Así será si gentes importantes lo dicen, pero yo no lo vi. Como tampoco fui
capaz de ver motivos serios de enfrentamiento entre Alfonso y El Cid; muy
al contrario.
Hallé
al Campeador viajando junto al rey; participando en actos oficiales y
firmando documentos con el resto de los magnates; haciendo de juez, en
casos que estaban por encima de su rango, por expreso deseo del monarca;
aceptando contento a Jimena, pues ella había sido elegida por Alfonso,
quien quiso así honrar al caballero; recibiendo regalos, como la exención
de tributos de sus tierras; dejando a su hijo Diego al cuidado del rey,
confiando plenamente en que la educación que recibiría sería la adecuada.
Mucho
más tarde, el monarca, quien debería estar –según las crónicas- muy
enfadado con el díscolo vasallo, le cede el gobierno de todas las tierras
que conquiste en el Levante y, al fin, después de su muerte, cuando Jimena
le pide ayuda para mantener la plaza de Valencia, el rey lo deja todo y,
con su ejército, acude en socorro de la esposa de El Cid.
Rodrigo,
a su vez, lógicamente enojado con un monarca que lo ha castigado al
destierro sin, por otra parte, privarlo de sus bienes, se apresura a enviar
al rey la porción de botín que le habría correspondido de haber seguido
siendo su señor; situación imposible si hubiera habido un enfrentamiento
serio entre ellos, pues el vasallo habría quedado automáticamente liberado
de sus obligaciones para con un señor que lo apartaba de sí.
En
vez de estar enfadado porque se ha visto insultado injustamente –y volvemos
a algunos escritos- en su honor de caballero, torna una y otra vez a
postrarse ente Alfonso, quien, curiosamente, lo recibe siempre.
Y
cuando Yusuf, el caudillo almorávide, penetra en la península, haciendo
peligrar la obra del rey, mientras este se enfrenta con el musulmán en
tierras de Badajoz, Rodrigo mantiene a raya a los reyezuelos del Levante,
evitando así que el monarca sea atacado en dos frentes.

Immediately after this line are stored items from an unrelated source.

PR #10921, opened 2019-12-08
Accessibility : Post Settings TalkBack Improvements

### LINKED ISSUE #10895: Accessibility : Post Settings TalkBack Improvements
For this audit the governing principles are as follows ([inspired by a previous audit](https://github.com/wordpress-mobile/WordPress-Android/issues/7288))

- All the clickable elements should be marked as so.
- All nonactionable and decorative elements should be non-focusable.
- Relevant content should be grouped together.
- All important elements should be described through content description.

### Talkback Audit 

* Post Settings
	* First option says "Status Draft in pager". Correct the pager reference. 
	* Second options reads "Publish Immediately, Imediately". One of the "immediately"s need to be removed.
	* Password,Categories, Tags,Slug, Location, Excerpt reads as"not set,not set" 
	* Excerpt even when set still says "not set". This issue correlates to the avoid so it should be addressed in one go.

jd-alexander:
Fixes #10895

This PR addresses several Settings that are represented as `TextViews` that had their `hints` being announced along with their `text` properties, which are identical. So now, the hint announcements are disabled, so the announcement is more concise. 

Another enhancement that was made was the addition of accessibility headings to several headings such as Categories & Tags, Featured Image, to name a few. Defining headings as "accessibility headings" allows the user to perform heading navigation and also to be informed of the headings during traversal. 

To test:

**Disabled hints**

1. Go to Post Settings. 
2. Select either Password, Categories or Location and only one property i.e text will be announced instead of the duplicate behavior before this change.
3. Navigate to Post Settings → Publish
4. Select Date & Time and Notifications and the hints aren't announced. 

**Accessibility headings**

1. Go to Post Settings. 
2. Select either Categories & Tags, Featured Image or More Options and you hear heading being announced. 
3. To verify the heading navigation simply swipe up until you reach the setting of "Headings". Then you can swipe left or right to cycle through the headings. For more details visit the [support documentation on navigation.
](https://support.google.com/accessibility/android/answer/6006598?hl=en)

PR submission checklist:

#### Reviewing 

### DIFF
--- a/libs/utils/WordPressUtils/src/main/java/org/wordpress/android/util/AccessibilityUtils.java
+++ b/libs/utils/WordPressUtils/src/main/java/org/wordpress/android/util/AccessibilityUtils.java
@@ -45,6 +45,11 @@ public class AccessibilityUtils {
         });
     }
 
+    /**
+     * When the minsdk is 28 this can be replaced by adding android:accessibilityHeading="true" as a property to the
+     * view's xml declaration.
+     * @param view that will become a heading.
+     */
     public static void enableAccessibilityHeading(@NonNull View view) {
         setAccessibilityDelegateSafely(view, new AccessibilityDelegateCompat() {
             @Override public void onInitializeAccessibilityNodeInfo(View host, AccessibilityNodeInfoCompat info) {
--- a/libs/utils/WordPressUtils/src/main/java/org/wordpress/android/util/AccessibilityUtils.java
+++ b/libs/utils/WordPressUtils/src/main/java/org/wordpress/android/util/AccessibilityUtils.java
@@ -12,6 +12,8 @@ import androidx.core.view.accessibility.AccessibilityNodeInfoCompat;
 
 import com.google.android.material.snackbar.Snackbar;
 
+import org.wordpress.android.util.AppLog.T;
+
 import static android.content.Context.ACCESSIBILITY_SERVICE;
 
 public class AccessibilityUtils {
@@ -35,7 +37,7 @@ public class AccessibilityUtils {
     }
 
     public static void disableHintAnnouncement(@NonNull TextView textView) {
-        ViewCompat.setAccessibilityDelegate(textView, new AccessibilityDelegateCompat() {
+        setAccessibilityDelegateSafely(textView, new AccessibilityDelegateCompat() {
             @Override public void onInitializeAccessibilityNodeInfo(View host, AccessibilityNodeInfoCompat info) {
                 super.onInitializeAccessibilityNodeInfo(host, info);
                 info.setHintText(null);
@@ -44,11 +46,24 @@ public class AccessibilityUtils {
     }
 
     public static void enableAccessibilityHeading(@NonNull View view) {
-        ViewCompat.setAccessibilityDelegate(view, new AccessibilityDelegateCompat() {
+        setAccessibilityDelegateSafely(view, new AccessibilityDelegateCompat() {
             @Override public void onInitializeAccessibilityNodeInfo(View host, AccessibilityNodeInfoCompat info) {
                 super.onInitializeAccessibilityNodeInfo(host, info);
                 info.setHeading(true);
             }
         });
+    }
+
+    public static void setAccessibilityDelegateSafely(View view,
+                                                      AccessibilityDelegateCompat accessibilityDelegateCompat) {
+        if (ViewCompat.hasAccessibilityDelegate(view)) {
+            final String errorMessage = "View already has an AccessibilityDelegate.";
+            if (PackageUtils.isDebugBuild()) {
+                throw new RuntimeException(errorMessage);
+            }
+            AppLog.e(T.UTILS, errorMessage);
+        } else {
+            ViewCompat.setAccessibilityDelegate(view, accessibilityDelegateCompat);
+        }
     }
 }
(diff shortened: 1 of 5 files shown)


libs/utils/WordPressUtils/src/main/java/org/wordpress/android/util/AccessibilityUtils.java
```diff
@@ -26,4 +33,22 @@ public static int getSnackbarDuration(Context ctx, int defaultDuration) {
         return defaultDuration == Snackbar.LENGTH_INDEFINITE ? Snackbar.LENGTH_INDEFINITE
                 : isAccessibilityEnabled(ctx) ? SNACKBAR_WITH_ACTION_DURATION_IN_MILLIS : defaultDuration;
     }
+
+    public static void disableHintAnnouncement(@NonNull TextView textView) {
+        ViewCompat.setAccessibilityDelegate(textView, new AccessibilityDelegateCompat() {
```
malinajirka: It might be a nice improvement to check if the view already has a delagate and log an error(possible crash in Debug perhaps?) if it does as we'll override i. Wdyt?

libs/utils/WordPressUtils/src/main/java/org/wordpress/android/util/AccessibilityUtils.java
```diff
@@ -26,4 +33,22 @@ public static int getSnackbarDuration(Context ctx, int defaultDuration) {
...
+            @Override public void onInitializeAccessibilityNodeInfo(View host, AccessibilityNodeInfoCompat info) {
+                super.onInitializeAccessibilityNodeInfo(host, info);
+                info.setHintText(null);
+            }
+        });
+    }
+
+    public static void enableAccessibilityHeading(@NonNull View view) {
+        ViewCompat.setAccessibilityDelegate(view, new AccessibilityDelegateCompat() {
```
malinajirka: Same as above

libs/utils/WordPressUtils/src/main/java/org/wordpress/android/util/AccessibilityUtils.java
```diff
@@ -26,4 +33,22 @@ public static int getSnackbarDuration(Context ctx, int defaultDuration) {
...
+    public static void disableHintAnnouncement(@NonNull TextView textView) {
+        ViewCompat.setAccessibilityDelegate(textView, new AccessibilityDelegateCompat() {
+            @Override public void onInitializeAccessibilityNodeInfo(View host, AccessibilityNodeInfoCompat info) {
+                super.onInitializeAccessibilityNodeInfo(host, info);
+                info.setHintText(null);
+            }
+        });
+    }
+
+    public static void enableAccessibilityHeading(@NonNull View view) {
```
malinajirka: NitPick: We might want to add a comment to this method that it can be removed and replaced with `android:accessibilityHeading="true"` when minSdk == 28. Wdyt?

libs/utils/WordPressUtils/src/main/java/org/wordpress/android/util/AccessibilityUtils.java
jd-alexander: This sounds like a good idea so if anyone comes in the future trying to add a delegate there are no weird side effects.

libs/utils/WordPressUtils/src/main/java/org/wordpress/android/util/AccessibilityUtils.java
jd-alexander: Awesome suggestion!

jd-alexander:
> Thank you @jd-alexander! I've checked the code and tested the app and it look great overall.
I have left some comments with possible minor improvements, but none of them is necessary. I marking this PR as ready for merge - feel free to merge it without any changes.

Thanks for the review @malinajirka 😄 

> Possible improvement: I think it'd be nice to add a heading to "Status, Publish, Password". It's a bit weird that you can now scan through headings but you never reach the first section. Wdyt?

This is a really good idea. I am going to think of a heading that would work here.

Options in my mind are : 

1. Publishing
2. General 

Is this something editorial could help with?

malinajirka:
>Options in my mind are :
> - Publishing
> - General
>
>Is this something editorial could help with?

I like both suggestions. Yes, I think editorial could definitely help. We might want to create a gif/image with notes so they can quickly understand what we are trying to achieve.

jd-alexander:
> I like both suggestions. Yes, I think editorial could definitely help. We might want to create a gif/image with notes so they can quickly understand what we are trying to achieve.

Sounds good.

jd-alexander:
@malinajirka I just checked iOS and the heading is called "Publish" so I am thinking to just add that for consistency.

libs/utils/WordPressUtils/src/main/java/org/wordpress/android/util/AccessibilityUtils.java
jd-alexander: Resolved in 76bcce4

libs/utils/WordPressUtils/src/main/java/org/wordpress/android/util/AccessibilityUtils.java
jd-alexander: Resolved in 30ff588

libs/utils/WordPressUtils/src/main/java/org/wordpress/android/util/AccessibilityUtils.java
jd-alexander: Resolved in 30ff588

jd-alexander:
@malinajirka Publish header has been added in dd8f9e5 & 23479a6

Let me know your thoughts on the manner in which I am setting the accessibility delegate. Thank you 🙇

PR #10925, opened 2019-12-10
Saving and restoring subfilter to/from shared prefs

### LINKED ISSUE #10884: User selected subfilter is not restored closing and opening the app again
With [Reader navigation revised](https://href.li/?https://github.com/wordpress-mobile/WordPress-Android/pull/10792) as part of the Information Architecture project, we introduced a subfilter capability.

### Expected behavior
When selecting a subfilter we want the user selction to be saved so that it can be restored when closing/opening the app.

### Actual behavior
When selecting a subfilter (different from the All Sites that is default one) closing and opening again the app, defaults the subfilter to the default one (All Sites)

- In the Reader select a subfilter other than All SItes
- Close tha app
- Open it again and notice the subfilter is defaulted again to All Sites

### Note
A solution can be to save the selected subfilter to the shared prefs as it is currently done for the main filter.

develric:
Fixes #10884 

This is related to the Information Architecture modifications currently behind feature flag in zalpha flavor. Test the feature in zalpha then smoke test the reader in vanilla flavor.

### zalpha flavor
- In the Reader select a subfilter other than All SItes
- Close the app
- Open it again and notice the subfilter is not All Sites but is set again to the subfilter that was selected before to close the app
- Test the above with All Sites/Different Tags/Different Sites

### vanilla flavor
- Smoke test the reader

PR submission checklist:


WordPress/src/main/java/org/wordpress/android/ui/reader/subfilter/SubfilterListItem.kt
```diff
@@ -1,19 +1,107 @@
...
 
 sealed class SubfilterListItem(val type: ItemType) {
     open var isSelected: Boolean = false
-    open val onClickAction: ((filter: SubfilterListItem) -> Unit)? = null
+    open var onClickAction: ((filter: SubfilterListItem) -> Unit)? = null
     open val label: UiString? = null
 
+    companion object {
+        @JvmStatic
+        fun fromJson(json: String): SubfilterListItem {
```
planarvoid: What do you think about moving this logic into a separate injected class where it could be tested? Maybe create something like `SubfilterListItemMapper`? Actually can't you use a simpified data class (without inheritance, with nullable fields) and Gson? Using JSON object feels a little error prone.

WordPress/src/main/java/org/wordpress/android/ui/reader/subfilter/SubfilterListItem.kt
```diff
@@ -30,35 +118,46 @@ sealed class SubfilterListItem(val type: ItemType) {
...
+        override var onClickAction: ((filter: SubfilterListItem) -> Unit)?
+    ) : SubfilterListItem(SITE_ALL) {
+        override val label: UiString = UiStringRes(R.string.reader_filter_all_sites)
+    }
 
     data class Site(
-        override val label: UiString,
         override var isSelected: Boolean = false,
-        override val onClickAction: (filter: SubfilterListItem) -> Unit,
+        override var onClickAction: ((filter: SubfilterListItem) -> Unit)?,
```
planarvoid: I think it might really be a better solution to have a different object that is stored to AppPrefs which you'd use to build the `SubfilterListItem`. The mapper could be called directly in the `ViewModel` and this way you wouldn't need to make this a `var`. What do you think?

develric: Makes sense 👍! Introduced a `SubfilterListItemMapper`

develric:
Hi @planarvoid 👋! Agree on the Gson usage. I made some modifications; not fully sure of it, but hope I got your comments intention. Let me know, thanks 😊!

WordPress/src/main/java/org/wordpress/android/ui/reader/subfilter/SubfilterListItem.kt
```diff
@@ -30,35 +33,46 @@ sealed class SubfilterListItem(val type: ItemType) {
...
     data class SectionTitle(override val label: UiString) : SubfilterListItem(SECTION_TITLE)
 
     object Divider : SubfilterListItem(DIVIDER)
 
     data class SiteAll(
-        override val label: UiString,
         override var isSelected: Boolean = false,
-        override val onClickAction: (filter: SubfilterListItem) -> Unit
-    ) : SubfilterListItem(SITE_ALL)
+        override val onClickAction: ((filter: SubfilterListItem) -> Unit)
```
planarvoid: I think this additional parenthesis is added by accident :-), the same goes for the Site and Tag classes.

WordPress/src/main/java/org/wordpress/android/ui/reader/subfilter/SubfilterListItemMapper.kt
```diff
@@ -0,0 +1,92 @@
...
+        json: String,
+        onClickAction: ((filter: SubfilterListItem) -> Unit),
+        isSelected: Boolean
+    ): SubfilterListItem {
+        val gson = Gson()
+
+        val mappedItem = if (json.isEmpty()) {
+            MappedItem(type = SITE_ALL.value)
+        } else {
+            gson.fromJson(json, MappedItem::class.java)
```
planarvoid: maybe only initialize Gson when the json is not empty?

WordPress/src/main/java/org/wordpress/android/ui/reader/subfilter/SubfilterListItemMapper.kt
```diff
@@ -0,0 +1,92 @@
...
+
+private data class MappedItem(
+    val type: Int,
+    var feedId: Long = 0,
+    var blogId: Long = 0,
+    var tagSlug: String = "",
+    var tagType: Int = 0
+)
+
+class SubfilterListItemMapper @Inject constructor() {
```
planarvoid: I'd add a few unit tests for this class.

WordPress/src/main/java/org/wordpress/android/ui/reader/subfilter/SubfilterListItem.kt
develric: Sure 🤦‍♂️! They staied there while playing around with making them nullable 😊. Changed [here](c2838ce62e13f6eb8a80776aa1db1655a434f2f9)

WordPress/src/main/java/org/wordpress/android/ui/reader/subfilter/SubfilterListItemMapper.kt
develric: Makes sense 😊. Moved [here](f47b9b2dab27e072d97cd6e34379c39089b9f015)

WordPress/src/main/java/org/wordpress/android/ui/reader/subfilter/SubfilterListItemMapper.kt
develric: Agree 👌. Added here 4e937721a5282bab82594ce00be957cbdd2fe88f

WordPress/src/main/java/org/wordpress/android/ui/reader/subfilter/SubfilterListItemMapper.kt
```diff
@@ -0,0 +1,94 @@
...
+    private val readerUtilsWrapper: ReaderUtilsWrapper,
+    private val readerBlogTableWrapper: ReaderBlogTableWrapper
+) {
+    fun fromJson(
+        json: String,
+        onClickAction: (filter: SubfilterListItem) -> Unit,
+        isSelected: Boolean
+    ): SubfilterListItem {
+        val mappedItem = if (json.isEmpty()) {
+            MappedItem(type = SITE_ALL.value)
```
khaykov: This is just my personal opinion, but I try to avoid using generic names for non-generic elements. A more specific name, like `MappedSubfilterListItem`  makes it easier to distinguish it from other elements and tells you what is it about.

develric: Agree 👍! Changed here f4da91bb363a762553322e5999f6b3863ca0f0c6

develric:
Hi @khaykov 👋and thanks for the review 😎! I agree on your comment and changed accordingly. Hope I got it right, let me know 🙇‍♂️!

PR #10929, opened 2019-12-10
Replace date locally changed with UTC

planarvoid:
There was a bug that caused date locally changed to be in 2 formats, one ending with `+0000` and the other one with `+00:00`. This makes `equals` always fail and causes unnecessary saves to the database even when there was no actual change.  

To test:
* Try saving posts and check with debug that the save to DB is not called when there is no change

PR submission checklist:

### DIFF
--- a/WordPress/src/main/java/org/wordpress/android/ui/posts/EditPostActivity.java
+++ b/WordPress/src/main/java/org/wordpress/android/ui/posts/EditPostActivity.java
@@ -14,7 +14,6 @@ import android.os.Bundle;
 import android.os.Handler;
 import android.preference.PreferenceManager;
 import android.text.TextUtils;
-import android.util.Log;
 import android.view.ContextThemeWrapper;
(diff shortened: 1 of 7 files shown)


malinajirka:
Nice catch @planarvoid! I've been thinking about this solution and I'm not sure it's safe. Some of the methods we use throughout the codebase count on a certain date format. I believe they won't work as expected if we change it. Imho it's especially risky change since afaiu we already have some of the data stored in a persistence storage so existing clients will need to handle this inconsistency.

For example, if you go to `UploadActionUseCaseTest` and you replace all usages of `iso8601FromTimestamp` with `iso8601UTCFromTimestamp` the tests won't work since the tested class is using `timestampFromIso8601Millis` which returns 0 for not-supported formats such as "+00:00. 

Wdyt?

jkmassel:

malinajirka:
Closing this PR since we don't plan to merge it.

Issue #10151, opened 2019-07-04
Add Tracks to Post Settings - Featured Image functionality


malinajirka:
We don't track the following
- Featured image picked
- Featured image upload canceled
- Retry clicked
- Remove featured image clicked

PR #10998, opened 2019-12-20
Issue/10151 add tracks to post settings featured image actions

ashiagr:
Attempt to address #10151

This PR adds analytics tracks to Post Settings - Featured Image functionality

To test:

- Create a draft or edit a published post
- Click on the overflow menu in the editor -> Post settings
- Click Set Featured Image, choose a photo, wait till image is successfully uploaded and set to image view
- Check that the console contains the following log:
    - `🔵 Tracked: post_settings_featured_image_picked, Properties: {"post_id":<post id>,"post_status":<post status>}`
- Tap on the featured image, click “Remove featured image”
- Check that the console contains the following log:
    - `🔵 Tracked: post_settings_featured_image_remove_clicked, Properties: {"post_id":<post id>,"post_status":<post status>}`
- Click Set Featured Image, choose a photo, tap on the local image while it is uploading and click “Remove featured image”
- Check that the console contains the following log:
    - `🔵 Tracked: post_settings_featured_image_upload_canceled, Properties: {"post_id":<post id>,"post_status":<post status>}`
- Click Set Featured Image, choose photo, disable network so that upload is cancelled, tap on photo to retry, click retry uploading 
- Check that the console contains the following log:
    - `🔵 Tracked: post_settings_featured_image_upload_retry_clicked, Properties: {"post_id":<post id>,"post_status":<post status>}`

PR submission checklist:


WordPress/src/main/java/org/wordpress/android/ui/posts/FeaturedImageHelper.kt
```diff
@@ -137,6 +157,32 @@ internal class FeaturedImageHelper @Inject constructor(
         return FeaturedImageData(FeaturedImageState.REMOTE_IMAGE_LOADING, photonUrl)
     }
 
+    fun trackFeaturedImageEvent(
+        event: TrackableEvent,
+        post: PostImmutableModel,
+        originType: OriginType
+    ) {
+        val currentStat = if (originType == EDIT_POST_SETTINGS) {
```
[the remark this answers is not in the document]
ashiagr: I was thinking in terms of future capabilities we might have like image transformation by clicking the image from the editor itself and possibly syncing updated copy to the server using helper class, in which case origin type will be different and we might want to use different track events.

As discussed earlier, it seems like an overkill. I’ll simplify it. I like your suggestion.

WordPress/src/main/java/org/wordpress/android/ui/posts/FeaturedImageHelper.kt
```diff
@@ -93,7 +103,13 @@ internal class FeaturedImageHelper @Inject constructor(
         return true
     }
 
-    fun cancelFeaturedImageUpload(site: SiteModel, post: PostImmutableModel, cancelFailedOnly: Boolean) {
+    @JvmOverloads
+    fun cancelFeaturedImageUpload(
+        site: SiteModel,
+        post: PostImmutableModel,
+        cancelFailedOnly: Boolean,
+        originType: OriginType? = null
```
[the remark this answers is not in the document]
ashiagr: Same reason, just wanted to keep it optional till the time we really want to track an event for a new capability. I'll try to refactor it.

WordPress/src/main/java/org/wordpress/android/ui/posts/EditPostSettingsFragment.java
```diff
@@ -934,6 +943,15 @@ public void updateFeaturedImage(long featuredImageId) {
         postRepository.update(postModel -> {
             postModel.setFeaturedImageId(featuredImageId);
             updateFeaturedImageView();
+
+            if (featuredImageId != 0) {
```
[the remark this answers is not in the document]
ashiagr: Makes sense. Thanks 🙏. Fixed in 0fa6128.

WordPress/src/main/java/org/wordpress/android/ui/posts/FeaturedImageHelper.kt
```diff
@@ -137,6 +149,24 @@ internal class FeaturedImageHelper @Inject constructor(
         return FeaturedImageData(FeaturedImageState.REMOTE_IMAGE_LOADING, photonUrl)
     }
 
+    fun trackFeaturedImageEvent(
+        stat: Stat,
+        post: PostImmutableModel?
+    ) {
+        var properties: HashMap<String, Any>? = null
```
malinajirka: We might want to consider simplifying this method to
```
fun trackFeaturedImageEvent(
        stat: Stat,
        post: PostImmutableModel?
    ) {
       if (post == null) {
            analyticsTrackerWrapper.track(stat)
        } else {
            analyticsTrackerWrapper.track(stat, mapOf(POST_ID_KEY to post.id, POST_STATUS_KEY to post.status))
        }
}
```
Wdyt?

WordPress/src/main/java/org/wordpress/android/ui/posts/FeaturedImageHelper.kt
```diff
@@ -137,6 +149,24 @@ internal class FeaturedImageHelper @Inject constructor(
         return FeaturedImageData(FeaturedImageState.REMOTE_IMAGE_LOADING, photonUrl)
     }
 
+    fun trackFeaturedImageEvent(
+        stat: Stat,
```
malinajirka: I'm a bit confused why we decided to change this parameter from `TrackableEvent` to `Stat`. Can you please elaborate?

It seems `TrackableEvent` enum is now pointless since we lost the type safety it brought us. We might want to consider changing this parameter back to `TrackableEvent` and calling `getLabel()` inside this method. Wdyt?

WordPress/src/main/java/org/wordpress/android/ui/posts/FeaturedImageHelper.kt
```diff
@@ -137,6 +149,24 @@ internal class FeaturedImageHelper @Inject constructor(
...
+        post: PostImmutableModel?
```
malinajirka: It feels a bit weird that the post is nullable. Featured image always requires a post. We are passing null just because we don't have an access to the post object from the `PhotoPickerActivity`.  I'd consider replacing `PostImmutableModel?` with a post id to which we have access even from the Activity (unless we know we need to track "post_status"). Wdyt?

WordPress/src/main/java/org/wordpress/android/ui/posts/FeaturedImageHelper.kt
ashiagr: My bad :neutral_face:. Fixed in 20a7fe3.

ashiagr:
Thanks once again for reviewing the changes 🙏.

> SideNote: I also realized, we don't track clicks on "SET FEATURED IMAGE" button. I think it might be useful to know how many users clicked on the button, but didn't pick any image. However, we can add that as part of another PR.

I included it in this PR itself.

Y no contento con
ello, más tarde, envía a su hijo Diego con su ejército en ayuda de Alfonso,
decisión que cuesta la vida al muchacho y al Cid la continuación de su
estirpe.
Ha
sido esta una visión general y muy esquemática del reinado de Alfonso VI y
de sus relaciones con su vasallo, Rodrigo Díaz de Vivar. Probablemente sea
necesario un estudio en profundidad de muchas de las actuaciones o
decisiones del monarca, que fue capaz de soñar el nacimiento de una nación
que, por la unión, alcanzó las más altas cotas de poder y proyección mundial.